▸ **What to work on**: Among the lines below, take the one holding "from another tool.", the one holding "My initial thought", and all lines between them. Set them down exactly.

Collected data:
"""
Issue #1484, opened 2019-03-24
Question: Are there any ways to give CFG knowledge to Angr?


soomin-kim:
Sometimes, we can have more accurate knowledge about CFG than that of angr's result, for example we can extract CFG infromation while we compile a program.

So in that case, I want to make angr to use such information. Is it possible?

schieb:
@ltfish is working on https://github.com/angr/angr/issues/1444, which should give a user the ability to import CFG-related information taken from another source. Last I heard, it will be finished around the beginning of April.

soomin-kim:
Thanks a lot! I'll be waiting for it :)

Issue #1444, opened 2019-02-19
Move all CFG knowledge to the knowledge plugin


schieb:
... thus facilitating importing (or supplementing with?) a CFG from another tool.

My initial thought was to create a CFG `@classmethod` that took a set of functions, nodes, and edges and returned a well-formed angr CFG instance. To accomplish this, I would need to locate every instance where a decision is made in the CFG generation and defer to the arguments supplied by the user. This is a lot of work and since we already have the `Analysis` --> `KnowledgeBase` artifact storage mechanism, we could just rely on that, which is what @ltfish suggested.

Either way, the artifact generation points must be identified. I am not intimately familiar with the CFG code, but at a minimum, some form of the graph should be moved to the kb. I think there might also be some implicit assumptions in the code that the presence of CFG-related artifacts implies that an **angr** CFG analysis was run. This doesn't need to be the case. If the results of a CFG analysis are well-defined, we should be able to drop in the results from a different tool and move along.

For the record, I am not trying to replace or obviate angr's CFG analysis. Some tools can perform better than others with certain inputs and others offer unique capabilities (e.g., indirect control flow edges from a live trace). Tool interoperability in the security community could certainly be improved, and I am not saying that we should define the perfect CFG analysis output form, but having an interface is enough to facilitate the composition of analyses - even other angr analyses.

Since this is related, I will post my thoughts from a different [comment](https://github.com/angr/angr/pull/1405#issuecomment-460672613) for added context:

I noticed that it can sometimes be hard to work with an analysis that depends on other analyses. One might think that an analysis may spin off and "do the right thing" for you if it has pre-analysis requirements. For `DDG`, the user must run a `CFG` analyses explicitly and with certain options set. It would be nice if there was a common way to track, enforce, and report errors, all built into the `Analysis` class itself. I imagine that an Analysis could register its requirements, enforce the requirements (through the kb?), have sane defaults that can spin off when required (warning that a custom run of the analysis may be better?), list optional analyses that may help, describe its requirements through an error, etc.

sraboy:
Just dropping this here as an option: https://github.com/trailofbits/mcsema/blob/master/mcsema/CFG/CFG.proto

McSema uses this protobuf to define CFGs generated by IDA and Binja.

sraboy:
I wrote a script to lift angr's CFG into the protobuf ([gist here](https://gist.github.com/sraboy/c89e69c84916064584e08d2fd70c359a)). 

[...]

PR #1506, opened 2019-04-09
KnowledgeBase v2

ltfish:
While angr's knowledge base (the `KnowledgeBase` class) has existed for a long time, it was never used to its full extent. One notorious example is `CFGFast` (which is itself an analysis) where all artifacts are simply stored inside multiple dicts under the class. As a result, dumping (pickling) a CFG is unnecessarily complex and there is no guarantee that anything should have worked. Other consequences include the myth of importing CFG from or exporting artifacts to another tool (IDA Pro, Binary Ninja, or radare2). Obviously, CFG isn't the only victim -- you cannot even easily export a `Function` object unless you write some non-trivial serialization code to do so despite the fact that `Function` itself is designed and regarded as a first-class citizen in angr's knowledge base design.

As far as I see it, a knowledge base in angr is a collection of consistent facts and artifacts (which are, knowledge). It should be the foundation of data exchange and sharing.

This PR aims to do the following things:

- Splitting data/storage from the logic code in angr's analysis. For now, CFGFast is done: It is split into a `CFGModel` (which is both a model and a view into the model) and the analysis code (still in `angr.analyses.cfg.cfg_fast`). This is close to an MVC pattern.
- Make artifacts in knowledge base serializable. Now you can serialize (and unserialize) basic artifacts in knowledge base into a compact binary representation (thanks to protobuf). Hopefully this makes it easier to share data between angr and other tools.
- Deprecate the `object` notion in `KnowledgeBase`. angr's knowledge base targets an entire project, not just a single binary.

Of course, there are many TODOs:
- [ ] Serialize calling convention and function prototypes.
- [ ] Test dumping CFG from IDA Pro and Binary Ninja and importing the serialized data into angr.
- [ ] Make other analyses MVC as well.
- [ ] Introduce analysis dependencies: An analysis should not depend on another analysis. Rather, it should depend on the existence of another model/artifact. If the model/artifact does not exist, it may invoke another analysis that produces the model/artifact with a default configuration.

Related issues: #1444, #1484


ltfish:
I will merge this branch in as soon as tests pass so we can all work on the latest code base. All TODOs will be resolved soon after.

zardus:
I agree 100%. Merge merge merge!

angr/analyses/cfg/cfg_fast.py
```diff
@@ -1113,13 +665,33 @@ def _calc_entropy(data, size=None):
...
-        return self.insn_addr_to_memory_data
+        return self._model.insn_addr_to_memory_data
+
+    @property
+    def _memory_data(self):
+        return self._model.memory_data
+
+    @property
+    def memory_data(self):
+        return self._model.memory_data
```
cq674350529: just keep one ?

angr/analyses/cfg/cfg_fast.py
```diff
@@ -1113,13 +665,33 @@ def _calc_entropy(data, size=None):
...
         l.warning('_insn_addr_to_memory_data has been made public and is deprecated. Please fix your code accordingly.')
-        return self.insn_addr_to_memory_data
+        return self._model.insn_addr_to_memory_data
+
+    @property
+    def _memory_data(self):
+        return self._model.memory_data
+
+    @property
+    def memory_data(self):
```
cq674350529: just keep one?

angr/analyses/cfg/cfg_fast.py
```diff
@@ -1113,13 +665,33 @@ def _calc_entropy(data, size=None):
...
+        return self._model.graph
 
     @property
     def _insn_addr_to_memory_data(self):
         l.warning('_insn_addr_to_memory_data has been made public and is deprecated. Please fix your code accordingly.')
-        return self.insn_addr_to_memory_data
+        return self._model.insn_addr_to_memory_data
+
+    @property
+    def _memory_data(self):
```
cq674350529: just keep one?

angr/analyses/cfg/cfg_fast.py
```diff
@@ -1113,13 +665,33 @@ def _calc_entropy(data, size=None):
...
+        return self._model.memory_data
+
```
cq674350529: just keep only one?

angr/analyses/cfg/cfg_fast_soot.py
```diff
@@ -118,15 +118,15 @@ def _generate_cfgnode(self, cfg_job, current_function_addr):
 
         try:
 
-            if addr in self._nodes:
-                cfg_node = self._nodes[addr]
+            if addr in self.model.nodes():
+                cfg_node = self.model.nodes()[addr]
                 soot_block = cfg_node.soot_block
```
cq674350529: Wrong behaviour? for `self.model.nodes()` returns "an iterator of all nodes in the graph".

angr/engines/vex/engine.py
```diff
@@ -241,7 +242,8 @@ def _handle_irsb(self, state, successors, irsb, skip_stmts, last_stmt, whitelist
 
         # if we've told the block to truncate before it ends, it will definitely have a default
         # exit barring errors
-        has_default_exit = has_default_exit and (last_stmt in (None, 'default') or num_stmts <= last_stmt)
+        has_default_exit = has_default_exit and (last_stmt in (None, 'default', DEFAULT_STATEMENT) or
```
cq674350529: remove 'default' instead?

angr/engines/vex/engine.py
```diff
@@ -263,7 +265,8 @@ def _handle_irsb(self, state, successors, irsb, skip_stmts, last_stmt, whitelist
             if stmt_idx < skip_stmts:
                 l.debug("Skipping statement %d", stmt_idx)
                 continue
-            if last_stmt is not None and last_stmt != 'default' and stmt_idx > last_stmt:
+            if last_stmt is not None and last_stmt != 'default' and last_stmt != DEFAULT_STATEMENT \
```
cq674350529: remove `last_stmt != 'default'` instead?

angr/analyses/cfg/cfg_fast.py
ltfish: I'm keeping both `_memory_data` and `memory_data` for compatibility concerns.

angr/analyses/cfg/cfg_fast_soot.py
ltfish: Good catch!

angr/engines/vex/engine.py
ltfish: Good catch!

angr/engines/vex/engine.py
ltfish: Good catch!

sraboy:
Any docs on breaking changes?

ltfish:
@sraboy As far as I know there are no breaking changes besides a few internal data structures (e.g., `MemoryData`). All old APIs still exist. Some of them are marked as deprecated and will print out deprecation warnings with new API suggestions when used. All our tests pass. Let me know if you spot anything breaking!

Oh, you do need to install protobuf in your virtualenv: `pip install protobuf`.

PR #1507, opened 2019-04-09
When the tracer finds a crash it does not change the predecessors whi…

adamdoupe:
…ch causes the state to be two states ahead of the previous state. The fix we decided on is to tick the state when we detect a crash.


rhelmot:
I'm extremely worried about this. Do testcases really all pass with this?

rhelmot:
Wild. Travis showed me something useful in this case. I guess this can be merged.

PR #1512, opened 2019-04-11
SimSystemPosix: Preserve closed file descriptors.

ltfish:


ltfish:
Audrey believes this is the wrong way of doing it. To retrieve all closed file descriptors, we should rely on events in state history (which, don't exist yet), or just manually keep references of all opened files outside angr.

PR #1522, opened 2019-04-17
Fix accidental use of arg_names in the cc object instead of the func_ty object

fmagin:
I messed up in my last PR and partly added arg_names to the cc and partly to the func_ty object.

It should all be in the func_ty object because it is static information.

Also fixes a bug that num_args doesn't exist for variadic functions so the number of arguments is just `len(self.func_ty.args)`


ltfish:
Merged. Thanks!

ltfish:
FYI https://github.com/angr/angr/commit/0a23c16e34dd862ac5bda9a3448ed690a32b35da

PR #1531, opened 2019-04-24
Fix proto message enum reference

sraboy:
Forgot the `.CodeReference` when referencing the `enum` types.


ltfish:
Merged. Thanks!

PR #1533, opened 2019-04-24
Prevent tests from segfaulting

twizmwazin:
Running the tests as prescribed in the tests readme caused the tests to segfualt. Running the whole thing through GDB pointed to the memset on line 377, which would segfault when page_lookup returns NULL. I don't know if this is the correct fix, however it, at a minimum, causes all the tests to be able to run.

### DIFF
--- a/native/sim_unicorn.cpp
+++ b/native/sim_unicorn.cpp
@@ -374,6 +374,9 @@ public:
 		for (auto it = mem_writes.begin(); it != mem_writes.end(); it++) {
 			if (it->clean == -1) {
 				taint_t *bitmap = page_lookup(it->address);
+				if (bitmap == NULL) {
+					continue;
+				}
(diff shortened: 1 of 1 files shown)


ltfish:
Which test case was failing before this change?

rhelmot:
If that call is returning NULL there's a serious problem - there should never be a page mapped without a bitmap. Can you get a gdb shell at that crash and look at what page it's working on? You can build the stuff with debug symbols by running `make clean` in the native folder and then `python setup.py build` with `DEBUG=1` in the environment. gdb's breakpoint support for not-let-loaded symbols works very well it turns out.

twizmwazin:
@Itfish The test is 1test_identifier.test_comparison_identification1, invoked with `nosetests -v --nologcapture test_identifier.py`.

rhelmot:
I can reproduce. Looking into this now...

rhelmot:
It is, of course, the fake GDT causing the issues. I'll get a real fix
together.

PR #1540, opened 2019-04-26
Add more info for statement inspect points

cdisselkoen:
I'm wondering if you would be willing to take a PR along these lines, to expose more information for consumers of `statement` inspect points.  I'm not sure how breaking this change is for angr users, what tests might need to be adjusted, etc; I'm happy to help with any additional required changes.

If this does get merged I can submit another PR to `angr-doc` accordingly (but actually, the current docs on the `statement` inspect point are incorrect anyway as they claim that the `statement` attribute is available both `BP_BEFORE` and `BP_AFTER` whereas in the code it's currently only passed `BP_BEFORE`).

### DIFF
--- a/angr/engines/soot/engine.py
+++ b/angr/engines/soot/engine.py
@@ -122,9 +122,9 @@ class SimEngineSoot(SimEngine):
     def _handle_block(self, state, successors, block, starting_stmt_idx, method=None):
         for tindex, stmt in enumerate(block.statements[starting_stmt_idx:]):
             stmt_idx = starting_stmt_idx + tindex
-            state._inspect('statement', BP_BEFORE, statement=stmt_idx)
+            state._inspect('statement', BP_BEFORE, statement=stmt, stmt_idx=stmt_idx)
             terminate = self._handle_statement(state, successors, stmt_idx, stmt)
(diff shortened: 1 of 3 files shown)


ltfish:
Why is `state.scratch.irsb.statements[stmt_idx]` not enough to get the current statement?

cdisselkoen:
Ah, I wasn't aware of this.  (I assumed `state.scratch` is relatively unreliable?  I suppose that's not the case?)  To me, providing the actual statement rather than having users do `state.scratch.irsb.statements[stmt_idx]` is more user-friendly, but I'm also OK with just doing that and can close this PR if you want.

ltfish:
`state.scratch` is a per-block storage, which gets initialized before simulating a block, and gets cleared (in theory, I don't think we are actually clearing it as of now) after the simulation of the block is over. It is more reliable than what the name implies.

I agree that passing in the statement is more user-friendly, but I don't want to break compatibility with existing code. Since there is already a way to get the current statement without breaking the compatibility, I would rather update the docs instead of make a compatibility-breaking change.

rhelmot:
We can keep this on the back burner until the next major version release.

cdisselkoen:
Sounds good, will close.

Issue #1541, opened 2019-04-26
Add conditional memory fallbacks to inspect breakpoints


aheinric:
*Disclaimer: The angr suite is maintained by a small team of volunteers. While we cannot guarantee any timeliness for fixes and enhancements, we will do our best. For more real-time help with angr, from us and the community, join our [Slack.](http://angr.io/invite/)*

---

**Is your feature request related to a problem? Please describe.**
Inspect read and write breakpoints can view and modify the conditions for conditional reads and writes, but they don't have access to the fallback value.

I want to replace all reads from a particular address with a symbolic variable without altering the contents of symbolic memory.

**Describe the solution you'd like**
To allow for in-line memory overrides, I can add the fallback values as a kwarg to the mem_read event.  Then, I can set mem_read_condition to "False" and mem_read_fallback to my override value, forcing it to use the custom symbol.

**Please include a sample of what *should* work if this feature is implemented.**
This allows for automated expression simplification and tracking of the values at particular addresses, such as pointer arguments or global references.

**Describe alternatives you've considered**
I tried overriding the value being read inside the breakpoint, but this exposed the injected symbol to the rest of the analysis, which made the constraints very difficult to read.

**Additional context**

PR #1542, opened 2019-04-26
Address issue #1541

aheinric:
Exposes fallback expressions passed into a call to SimMemory.load()
to the inspect events "reg_read" and "mem_read".
This allows breakpoint routines to modify or even create new
conditional memory behaviors.

I'm not 100% sure what conditional memory expressions were originally intended to do,
so I'm not sure if this is an abuse of the API or if the feature is still supported.  
Please let me know if this was a bad idea :)

### DIFF
--- a/angr/state_plugins/inspect.py
+++ b/angr/state_plugins/inspect.py
@@ -35,6 +35,7 @@ inspect_attributes = {
     'mem_read_expr',
     'mem_read_length',
     'mem_read_condition',
+    'mem_read_fallback',
 
     # mem_write
     'mem_write_address',
@@ -47,6 +48,7 @@ inspect_attributes = {
     'reg_read_expr',
     'reg_read_length',
     'reg_read_condition',
+    'reg_read_fallback',
 
     # reg_write
     'reg_write_offset',
--- a/angr/storage/memory.py
+++ b/angr/storage/memory.py
@@ -750,19 +750,23 @@ class SimMemory(SimStatePlugin):
         if _inspect:
             if self.category == 'reg':
                 self.state._inspect('reg_read', BP_BEFORE, reg_read_offset=addr_e, reg_read_length=size_e,
-                                    reg_read_condition=condition_e
+                                    reg_read_condition=condition_e,
+                                    reg_read_fallback=fallback_e
                                     )
                 addr_e = self.state._inspect_getattr("reg_read_offset", addr_e)
                 size_e = self.state._inspect_getattr("reg_read_length", size_e)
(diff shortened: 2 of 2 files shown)


rhelmot:
Could you add a testcase for this? I think that would help us understand what you're actually trying to accomplish.

The idea of conditional loads, according to my quick read over the code, is to produce expressions of the form `if condition then load(addr) else fallback`. However, it's not that simple. The reason that the condition is part of the memory read instead of outside it is that the memory read may add constraints on the state itself, and we only want to apply those constraints if the condition is satisfied. So, it additionally transforms the constraints applied to the state into `(condition AND constraints) OR (NOT condition)`.

rhelmot:
```python
def handle_mem_read(state):
    addr = state.inspect.mem_read_address
    size = state.inspect.mem_read_length
    cond = state.inspect.mem_read_condition
    fall = state.inspect.mem_read_fallback

    mem_val = state.memory.load(addr, size, endness='Iend_BE', condition=cond, fallback=fall, inspect=False)
    mem_var = state.solver.BVS("mem_load", mem_val.size())

    mem_expr = mem_var == mem_val
    state.add_constraints(mem_expr)

    state.inspect.mem_read_condition = False
    state.inspect.mem_read_fallback = mem_var

def test():

   ...

    inspect.make_breakpoint('mem_read', BP_BEFORE, action=handle_mem_read)
```

This could be implemented much more easily by:

```python
def handle_mem_read(state):
    mem_val = state.inspect.mem_read_expr
    mem_var = state.solver.BVS("mem_load", mem_val.size())

    mem_expr = mem_var == mem_val
    state.add_constraints(mem_expr)

    state.inspect.mem_read_expr = mem_var

def test():

   ...

    inspect.make_breakpoint('mem_read', BP_AFTER, action=handle_mem_read)
```

I think the feature is useful, but this is not a good testcase...

aheinric:
I owe you huge thanks and an apology at the same time.  I had completely misunderstood how mem_read's AFTER event worked.  The simplified example you gave solves the use case I had in mind when I posted this issue.

The "more info" link in the API docs for SimInspector is currently broken, so I'm not sure if there's a text description of the different events and their options.  Is this something I should open an issue for here, or is there a separate repo for that documentation?

I will work to write a test case that better matches the conditional memory use case you gave earlier.  I don't have a great idea for one off the top of my head.

rhelmot:
oops... several docs links appear to have broken a while ago when we upgraded our gitbook service. I've fixed them; they'll appear on api.angr.io for the next release. The link you mentioned should point to https://docs.angr.io/core-concepts/simulation#breakpoints.

I'm eagerly awaiting your new testcase :)

PR #1543, opened 2019-04-26
Tracer: Add a permissive mode.

ltfish:


ltfish:
Oops it breaks driller. I'll get it fixed.

angr/exploration_techniques/tracer.py
```diff
@@ -195,7 +281,9 @@ def _update_state_tracking(self, state: 'angr.SimState'):
                 if self._compare_addr(self._trace[idx], addr):
                     idx += 1
                 else:
-                    raise Exception('BUG! Please investigate the claim in the comment above me')
```
rhelmot: did you ever see any instances of this being tripped and it being an actual desync and not a unicorn bug?

ltfish: Missing, incomplete, or incorrect SimProcedure implementations.

rhelmot:
:(

PR #1545, opened 2019-04-29
Unicorn: Always re-create the uc object on MIPS32.

ltfish:
This helps prevent weird bugs in unicorn engine, e.g., reporting having
stepped 1 step while in fact it did not step forward at all.

### DIFF
--- a/angr/state_plugins/unicorn_engine.py
+++ b/angr/state_plugins/unicorn_engine.py
@@ -464,12 +464,12 @@ class Unicorn(SimStatePlugin):
 
     def set_state(self, state):
         SimStatePlugin.set_state(self, state)
-        if state.arch.name == "MIPS32":
+        if self._is_mips32:
             self._unicount = next(_unicounter)
 
     @property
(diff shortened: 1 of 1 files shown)


ltfish:
PS: I have a feeling that the original commit (https://github.com/angr/angr/commit/01126bf77ad521d29230332ec038ea632ae35aa2) is hiding the root cause. However, I do not have enough energy to find the real bug inside. This PR is to add one more band-aid (when COPY_STATES is enabled) and help hide the root cause better.

Joking aside, these MIPS32 checks should be removed once someone figures out what's really going wrong down there in unicorn engine.

rhelmot:
Do you want me to investigate the issues with mips32 unicorn? how high priority should it be? do we expect it to bite us in other ways?

to the best of my knowledge this is going to be the first time we've ever used mips-unicorn on anything other than toy samples...

ltfish:
Things work great with this patch, so I think we can postpone the investigation to after this Friday :)

Issue #1518, opened 2019-04-14
Trace failed to synchronize during fast forward? You might want to unhook __libc_start_main


lzina:
Hi,
I am running shellphish/fuzzer/shellphuzz.py (driller + afl) on number of binaries in tiff-3.9.7.
Each time I get different errors form the **angr.errors.AngrTracerError** and don't know how to handle with them. I already searched the web but could not find any solution that can help me move on.

```
Traceback (most recent call last):
  File "/home/glass/PycharmProjects/driller_new/venv/lib/python3.6/site-packages/driller/local_callback.py", line 125, in <module>
    for new_input in d.drill_generator():
  File "/home/glass/PycharmProjects/driller_new/venv/lib/python3.6/site-packages/driller/driller_main.py", line 101, in drill_generator
    for i in self._drill_input():
  File "/home/glass/PycharmProjects/driller_new/venv/lib/python3.6/site-packages/driller/driller_main.py", line 141, in _drill_input
    simgr.step()
  File "/home/glass/PycharmProjects/driller_new/venv/lib/python3.6/site-packages/angr/misc/hookset.py", line 75, in __call__
    result = current_hook(self.func.__self__, *args, **kwargs)
  File "/home/glass/PycharmProjects/driller_new/venv/lib/python3.6/site-packages/angr/exploration_techniques/driller_core.py", line 39, in step
    simgr.step(stash=stash, **kwargs)
  File "/home/glass/PycharmProjects/driller_new/venv/lib/python3.6/site-packages/angr/misc/hookset.py", line 75, in __call__
    result = current_hook(self.func.__self__, *args, **kwargs)
  File "/home/glass/PycharmProjects/driller_new/venv/lib/python3.6/site-packages/angr/exploration_techniques/tracer.py", line 115, in step
    return simgr.step(stash=stash, **kwargs)
  File "/home/glass/PycharmProjects/driller_new/venv/lib/python3.6/site-packages/angr/misc/hookset.py", line 80, in __call__
    return self.func(*args, **kwargs)
  File "/home/glass/PycharmProjects/driller_new/venv/lib/python3.6/site-packages/angr/sim_manager.py", line 343, in step
    successors = self.step_state(state, successor_func=successor_func, **run_args)
  File "/home/glass/PycharmProjects/driller_new/venv/lib/python3.6/site-packages/angr/misc/hookset.py", line 75, in __call__
    result = current_hook(self.func.__self__, *args, **kwargs)
[...]

Issue #1474, opened 2019-03-14
Trace desynced on jumping into libc.so.6. Did you load the right version of this library?


yangshouguo:
i just used gcc compiler to compile the binary and the binary was able to run normally on the machine, but angr can not run it, and got the error below.

```
[<ELF Object memcpy, maps [0x8048000:0x804a023]>, <ELF Object libc-2.27.so, maps [0x9000000:0x91dba1b]>, <ELF Object ld-2.27.so, maps [0xa000000:0xa027937]>]
WARNING | 2019-03-14 08:45:59,831 | cle.loader | memcpy: base_addr was specified but the object is not PIC. specify force_rebase=True to override
WARNING | 2019-03-14 08:46:00,087 | concreteRun | loaded shared library memcpy
WARNING | 2019-03-14 08:46:00,087 | concreteRun | loaded shared library libc.so.6
WARNING | 2019-03-14 08:46:00,087 | concreteRun | loaded shared library ld-linux.so.2
Traceback (most recent call last):
  File "test.py", line 22, in <module>
    test_ConcreteRun()
  File "test.py", line 16, in test_ConcreteRun
    cr = ConcreteRun(vul, input_string)
  File "/filetransfer/ysg_test/Crash_tracer/ConcreteRun.py", line 59, in __init__
    self.trace()
  File "/filetransfer/ysg_test/Crash_tracer/ConcreteRun.py", line 102, in trace
    simgr.run()
  File "/home/angr/angr-dev/angr/angr/sim_manager.py", line 259, in run
    self.step(stash=stash, **kwargs)
  File "/home/angr/angr-dev/angr/angr/misc/hookset.py", line 75, in __call__
    result = current_hook(self.func.__self__, *args, **kwargs)
  File "/home/angr/angr-dev/angr/angr/exploration_techniques/tracer.py", line 115, in step
    return simgr.step(stash=stash, **kwargs)
  File "/home/angr/angr-dev/angr/angr/misc/hookset.py", line 80, in __call__
    return self.func(*args, **kwargs)
  File "/home/angr/angr-dev/angr/angr/sim_manager.py", line 343, in step
    successors = self.step_state(state, successor_func=successor_func, **run_args)
  File "/home/angr/angr-dev/angr/angr/misc/hookset.py", line 75, in __call__
    result = current_hook(self.func.__self__, *args, **kwargs)
  File "/home/angr/angr-dev/angr/angr/exploration_techniques/tracer.py", line 133, in step_state
[...]

PR #1552, opened 2019-05-01
Improve the ASLR slide.

JP1125:
Fix calc ASLR slides and set ASLR slides for external/kernel objects.
Maybe this PR will solve the issues #1474 #1518 because the start `idx` is fixed.

### DIFF
--- a/angr/exploration_techniques/tracer.py
+++ b/angr/exploration_techniques/tracer.py
@@ -69,6 +69,7 @@ class Tracer(ExplorationTechnique):
 
         self._aslr_slides = {}
         self._current_slide = None
+        self._aslr_zero = 0xfff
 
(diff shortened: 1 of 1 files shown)


rhelmot:
I, um, don't understand this pull request at all.

- there's nothing here that touches anything related to the externs/kernel
- the computations look seriously wrong. you're calculating the alignment for the aslr slide... based on the minimum of the first address in the trace (which is usually in ld), in trace-space and the binary entry point, in angr-space?
- neither of the two issues you linked are impacted by this. I have triaged them both.

rhelmot:
- it breaks the tracer testcases

JP1125:
Oh, sorry. please ignore it.

PR #1736, opened 2019-09-25
Check edge' size before using its value 

Markakd:
return if edge's size is zero.


Markakd:
I have no idea why CI failed.

rhelmot:
The CI failures are caused by z3 releasing a new version. Two have been fixed upstream and one is assigned to someone who I expect not to do it and make me fix it as usual.

You can consider CI passing for now. I don’t really know enough about this code to merge it myself though...

ltfish:
Thanks!

PR #1738, opened 2019-10-02
sometimes the arguments are BV instead of int in dup sim_procedure

Kyle-Kyle:


rhelmot:
oh my god this is awful - actually, the arguments will *always, one hundred percent of the time* be BVs, and even if they're not, eval is just a no-op on ints. Remove the if clauses and I'll hit merge.

Kyle-Kyle:
ping

rhelmot:
wtf. idk why I didn't get a notification for that push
"""
▸ **Task response**:
... thus facilitating importing (or supplementing with?) a CFG from another tool.

My initial thought was to create a CFG `@classmethod` that took a set of functions, nodes, and edges and returned a well-formed angr CFG instance. To accomplish this, I would need to locate every instance where a decision is made in the CFG generation and defer to the arguments supplied by the user. This is a lot of work and since we already have the `Analysis` --> `KnowledgeBase` artifact storage mechanism, we could just rely on that, which is what @ltfish suggested.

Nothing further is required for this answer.